The Vatican would have better luck propagating its views with the American Medical Association than with the historically liberal Holland. The AMA strongly opposes the practice of euthanasia even in the cases of hopelessly ill patients whose predicament leaves no doubt whatsoever that they are suffering humiliating physical pain. However, unlike the Catholic Church which appeals to the invisible god for the logical support of its argument, the AMA, being the good, old , American institution, bases its decision on the more tactile deity: money.

Euthanasia would take away millions of dollars that hospitals and private practices gather each year from patients and insurance companies. It is simply un-American to sacrifice great amounts of cash no matter what the alternative is. “We will not evict our patients from the sanctity of life,” according to one New York doctor’s sentimental wording. I would be very touched indeed if it were not for the fact that in this country no one wants to remember about the sanctity of life when it comes to evicting people, even the terminally ill, from their apartments if they miss one month’s rent. In light of the latter, I am neither convinced of the sincerity nor impressed with the soft-heartedness of American doctors. In the country where you have to go through three-week evaluation that costs thousands of dollars to get a simple root-canal done, and where Jewish merchants sell Zen love beads to agnostics for Christmas, it becomes very hard to believe in the sincerity of any altruistic or even moralistic statement.

Euthanasia, or assisted suicide, should not, in my opinion, be punishable by law. After all, if I were the suffering patient living where I am living now – in America – the alternative would be very easy for me: I would simply opt for an un-assisted suicide. Come to think of it, I would opt for the second choice even if I were to live in Holland, for the last thing I would want to see as I were to leave this world would certainly not be the white-robed Dr. Hans Van der Something injecting a lethal concoction into my veins and mumbling something soothing in Dutch. Instead, I would muster up the last remaining grains of strength and take a cab to Amsterdam’s Red District. There, I would purchase all kinds of hallucinatory plants, (preferably those that smoke) and pass out on the midst of society’s “scum” who, unlike large percentage of Hippocrate’s followers, don’t get paid for being scum.

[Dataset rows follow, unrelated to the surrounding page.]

PR #840, opened 2024-05-07
SNOW-988870 Update io.confluent packages to v7.6.0

sfc-gh-xhuang:
# Overview
SNOW-988870 Update io.confluent packages to v7.6.0

## Pre-review checklist
- [ ] Snowpipe Changes

### DIFF
--- a/pom.xml
+++ b/pom.xml
@@ -1,7 +1,7 @@
 <?xml version="1.0" encoding="UTF-8"?>
 <!--
   ~ /*
-  ~  * Copyright (c) 2019 - 2020 Snowflake Computing Inc. All rights reserved.
+  ~  * Copyright (c) 2019 - 2024 Snowflake Computing Inc. All rights reserved.
   ~  */
   -->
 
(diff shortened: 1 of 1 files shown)


sfc-gh-japatel:
Tests are failing! 
also, I just realized, we should remove 5.5.x from our supported versions since confluent doesnt support that anymore. https://docs.confluent.io/platform/current/installation/versions-interoperability.html

sfc-gh-xhuang:
@sfc-gh-japatel Seem only the non-required tests are failing? 
I looked at our docs, it doesn't seem like we claim 5.5.x support 
https://docs.snowflake.com/en/user-guide/kafka-connector-install#installation-prerequisites

The only note we have for it is here: https://docs.snowflake.com/en/user-guide/kafka-connector-protobuf#configuring-the-confluent-version-of-the-protobuf-converter
which can either stay or be removed.

sfc-gh-japatel:
> @sfc-gh-japatel Seem only the non-required tests are failing? I looked at our docs, it doesn't seem like we claim 5.5.x support https://docs.snowflake.com/en/user-guide/kafka-connector-install#installation-prerequisites
> 
> The only note we have for it is here: https://docs.snowflake.com/en/user-guide/kafka-connector-protobuf#configuring-the-confluent-version-of-the-protobuf-converter which can either stay or be removed.

I suggest we remove them since it;s failing. 

I understand they are Non-required gates but we should investigate why they are failing with version bumps.

sfc-gh-mbobowski:
It duplicates https://github.com/snowflakedb/snowflake-kafka-connector/pull/854
Closing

Or perhaps I would be bitten by the bug of indecision when it came down to the form of suicide. Perhaps, as I’d sit there inebriated by the smoke of pot and smell of beer, I would recall the lines from Dorothy Parker who thought about and practiced the art of un-assisted suicide several times in her sad and complicated life: Razors pain you;

Rivers are damp;

Acids stain you;

And drugs cause cramp.

Guns aren’t lawful;

Nooses give;

Gas smells awful; You might as well live.